SampleN 0 0.1 0.2 0.4 0 0 0.3 0 0
The training amplicon table is in the same format, and order of each sample is exactly consistent with the training WGS table.
b. Sample lists
meta-apo-train -L training.wgs.list -l training.16s.list -o meta-apo.model
in which parameter “-L” assigns the file list of training WGS samples and “-t” assigns that of training amplicons. Orders of paired samples should be exactly consistent in the input WGS and amplicon lists. In the input list, each line contains the path of one single sample’s gene profile.
The format of a gene profile list of training WGS samples:
Sample1 /home/data/sample1.ko.out
Sample2 /home/data/sample2.ko.out
Sample3 /home/data/sample3.ko.out
...
SampleN /home/data/sampleN.ko.out
And the format of each single sample's gene profile in the list (e.g. for sample1.ko.out):
#KO Count
K00001 0.1
K00003 0.3
K00004 0.1
K00005 0.1
K00010 0.1
K00006 0.1
K00007 0.2
The training amplicon list is in the same format, and order of each sample is exactly matched with the training WGS list.

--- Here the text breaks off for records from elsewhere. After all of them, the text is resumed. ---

PR #2683, opened 2021-08-24
Adding support for net/wire discovery under SV interface

avidan-efody:
Simulators such as vcs/ius return vpiInterface when they get to an SV interface. when the simulator was returning vpiInterface as the type of the underlying HDL object cocotb would give an error saying this type is not supported, and therefore the signals inside the interface could not be found/driven. Instead, map this type to the basic vpiInstance which is also shared with vpiModule. Moving forward we could move most of vpiModule members to vpiInstance, and add support for vpiProgram and other elements currently not supported.

### DIFF
--- a/tests/test_cases/test_sv_interface/Makefile
+++ b/tests/test_cases/test_sv_interface/Makefile
@@ -1,0 +1,14 @@
+# This file is public domain, it can be freely copied without restrictions.
+# SPDX-License-Identifier: CC0-1.0
+
+TOPLEVEL_LANG ?= verilog
+VERILOG_SOURCES = $(shell pwd)/top.sv
+MODULE = test_sv_if
+TOPLEVEL = top
+
+ifneq ($(shell echo $(SIM) | tr A-Z a-z),verilator)
+all::
+clean::
+else
+include $(shell cocotb-config --makefiles)/Makefile.sim
+endif
--- a/cocotb/share/lib/vpi/VpiCbHdl.cpp
+++ b/cocotb/share/lib/vpi/VpiCbHdl.cpp
@@ -545,11 +545,17 @@ VpiNextPhaseCbHdl::VpiNextPhaseCbHdl(GpiImplInterface *impl)
 
 decltype(VpiIterator::iterate_over) VpiIterator::iterate_over = [] {
     /* for reused lists */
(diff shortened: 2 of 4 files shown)


tests/test_cases/test_sv_interface/Makefile
```diff
@@ -0,0 +1,14 @@
+# This file is public domain, it can be freely copied without restrictions.
+# SPDX-License-Identifier: CC0-1.0
+
+TOPLEVEL_LANG ?= verilog
+VERILOG_SOURCES = $(shell pwd)/top.sv
+MODULE = test_sv_if
+TOPLEVEL = top
+
+ifneq ($(shell echo $(SIM) | tr A-Z a-z),verilator)
```
ktbarrett, line 9: Allow this test to run with Riviera and Questa. All verilator tests are allowed to fail since it's broken upstream rn, so this isn't being tested.

cmarqu: Also Xcelium/IUS and VCS I guess.

cmarqu:
Thanks for this contribution! \o/

avidan-efody:
> Thanks for this contribution! \o/

Thanks for reviewing. Will get those fixed!

tests/test_cases/test_sv_interface/Makefile
```diff
@@ -0,0 +1,21 @@
...
+MODULE = test_sv_if
+TOPLEVEL = top
+
+# simulator behavior:
+# icarus sees SV interfaces as vpiModule but doesn't discover signals inside them
+# verilator sees SV interfaces as vpiModule and discovers signals inside them
+# commercial simulators all see SV interfaces as vpiInterface and discover signals inside them
+
+
+ifeq ($(filter questa xcelium vcs riviera verilator icarus,$(shell echo $(SIM) | tr A-Z a-z)),)
```
ktbarrett, line 15: This test is running when `TOPLEVEL_LANG=vhdl` is set and that is what is causing the Questa VHDL test to fail. Please guard against that.

avidan-efody: @ktbarrett yep, I did...Think it is ok now right? I can't view the build logs on azure...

Then the output file “meta-apo.model” is the generated training model for calibration in the next step.
II. Calibration for KO abundance
In the calibration step, Meta-Apo calibrates the predicted functional profiles of more amplicon samples using the model built in the training step. The predicted gene profiles of amplicons for calibration should be processed in the same way as the training amplicon samples (e.g. by PICRUSt 2).
For calibration, the Meta-Apo also accepts gene profiles of amplicon samples in two formats as well as the training step.
a. Abundance table
meta-apo-calibrate -t 16s.ko.abd -m meta-apo.model -o 16s.ko.calibrated.abd
The output file “16s.ko.calibrated.abd” is the calibrated gene abundance table.
b. Sample list
meta-apo-calibrate -l 16s.ko.list -m meta-apo.model -o 16s.ko.calibrated.out
The output folder “16s.ko.calibrated.out” contains the calibrated gene profiles of each single input sample, and the file list of calibrated samples is also output to “16s.ko.calibrated.out.list”.
Here we provide a demo dataset in "examples" folder. This dataset contains 15 WGS-amplicon training pairs, and 622 amplicon samples for calibration. All samples were produced by Human Microbiome Project stage I. Gene profiles of WGS samples were directly analyzed by HuMANn 2. Amplicon samples were sequenced by V3-V5 region 16S rRNA sequencing, and gene profiles were inferred by PICRUSt 2.
In this dataset, " training.wgs.ko.abd" is the gene relative abundance table of 15 training WGS samples, and "training.16s.ko.abd" is that of 15 matched training amplicon samples. The gene profiles of samples for calibration is in “16s.ko.abd”, and their meta-data is in “meta.txt”.
To run the demo, you can either run the script “Readme”:
cd example
sh Readme
or type the following command:
meta-apo-train -T training.wgs.ko.abd -t training.16s.ko.abd -o meta-apo.model
meta-apo-calibrate -t 16s.ko.abd -m meta-apo.model -o 16s.ko.calibrated.abd
Then the output file "16s.ko.calibrated.abd " is the calibrated relative abundance of the amplicon microbiomes.
This demo run should take less than 2 minutes on a recommended computer.
We also provide more datasets for test run, which is used in the manuscript “Meta-Apo improves accuracy of 16S-amplicon-based prediction of microbiome function”. Gene profiles of WGS samples were directly analyzed by HuMANn 2. and gene profiles of amplicons were inferred by PICRUSt 2.
Dataset 1 (~109 MB) contains 622 paired samples of WGS and V3-V5 region 16S rRNA amplicon samples (also integrated in the source code package as example dataset for demo run).
Dataset 2 (~47 MB) contains 295 paired samples of WGS and V1-V3 region 16S rRNA amplicon samples.
Dataset 3 (~827 MB) contains unpaired 2,354 WGS samples and 5,350 V3-V5 16S rRNA amplicon samples.
Dataset 4 (~325 MB) contains unpaired 2,045 WGS samples and 2,186 V1-V3 16S rRNA amplicon samples.
Dataset 5 (~25 MB) contains partially paired 18 WGS samples and 150 V1-V3 16S rRNA amplicon samples.
- Abubucker, S., et al., Metabolic Reconstruction for Metagenomic Data and Its Application to the Human Microbiome. PLoS Computational Biology, 2012, 8(6): e1002358.
- Douglas, G.M., et al., PICRUSt2 for prediction of metagenome functions. Nat Biotechnol, 2020, 38(6): 685-688.